In July 2024, Colm Burke was refused communion during the funeral Mass of a constituent in Whitechurch by a curate who cited Eamon Martin's statement on excommunication. Burke wrote to William Crean, the Bishop of Cloyne, for comment. The Irish Association of Catholic Priests condemned the curate's action.

==Holy See==
Recent popes have presided over Masses at which pro-abortion rights politicians have been given communion on many occasions. Pope John Paul II gave communion to Tony Blair, at the time both a pro-abortion-rights politician and an Anglican, as well as to Rome Mayor Francesco Rutelli. At a Mass in St. Patrick's Cathedral in New York City in 2008 celebrated by Pope Benedict XVI, pro-abortion-rights Catholic politicians Nancy Pelosi, John Kerry, and Rudy Giuliani received the sacrament. Italian politician Nichi Vendola has also taken the Eucharist at a Mass celebrated by Benedict.

==Mexico==
In May 2007, Pope Benedict XVI expressed support for the Mexican bishops' envisaged excommunication of politicians who had voted to legalize abortion in Mexico City. Responding to a journalist's question, "Do you agree with the excommunications given to legislators in Mexico City on the question?" the Pope said, "Yes. The excommunication was not something arbitrary. It is part of the (canon law) code. It is based simply on the principle that the killing of an innocent human child is incompatible with going in Communion with the body of Christ. Thus, they (the bishops) didn't do anything new or anything surprising. Or arbitrary."

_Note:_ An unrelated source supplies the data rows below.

PR #5889, opened 2021-04-27
introduce tabview backend for tables

skshetry:

0. Checkout to this PR.
1. `pip install tabview`.
2. `dvc exp show` or `dvc metrics show`.

Keeping it as a draft for now. It could also leave as an optional flag, but right now for demonstration, it's on by default.

I'd keep this as one of our backend for the table, but more than that, I am not sure. Let's explore this TUI area, I think as metrics flow sideways, it's the best way to provide a good user experience for metrics/diff show. 

We could further explore this with auto-reloading as experiment runs, sorting, aggregating, highlighting experiments run, and adding keyboard shortcuts and commands. But that's far in the future and iff we decide to go with this.

### DIFF
--- a/dvc/command/experiments.py
+++ b/dvc/command/experiments.py
@@ -339,6 +339,8 @@ def show_experiments(
     include_params = _parse_filter_list(kwargs.pop("include_params", []))
     exclude_params = _parse_filter_list(kwargs.pop("exclude_params", []))
 
+    tabview = kwargs.get("tabview", False)
+
     metric_names, param_names = _collect_names(
         all_experiments,
         include_metrics=include_metrics,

According to Der Spiegel, many journalists were wondering if that support could be interpreted as a wish to excommunicate such politicians. Time magazine reported that it was in fact such a declaration. However, church officials said that it was not a declaration but appeared to be a misunderstanding. Federico Lombardi, director of the Holy See Press Office, clarified that the Pope was not excommunicating anyone since the Mexican bishops had not in fact declared an excommunication. However, Lombardi said that "politicians who vote in favor of abortion should not receive the sacrament of Holy Communion" because their action is "incompatible with participation in the Eucharist."

==Uruguay==
In 2012, various news outlets reported that all of the Catholic legislators who supported the decriminalization of abortion in Uruguay had been excommunicated by the country's conference of bishops. That was the result of a misunderstanding and the secretary-general of the conference of bishops later said that the penalty of automatic excommunication applies to those who are directly involved in an abortion, "which does not include those who vote for a law that allows it."

==View of Church Leaders==
Individual church leaders have given differing views on denial. Cardinal Francis Arinze supports doing so saying:

...somebody votes for the killing of unborn babies, and says, I voted for that, I will vote for that every time and these babies are killed, not one or two, but in millions, and that person says I am a practicing Catholic, should that person receive communion next Sunday... The children for first communion will answer that at the drop of a hat. You don’t need a cardinal to answer that.”

Cardinal Peter Turkson opposes denial saying, "The Eucharist should not in any way become a weapon.”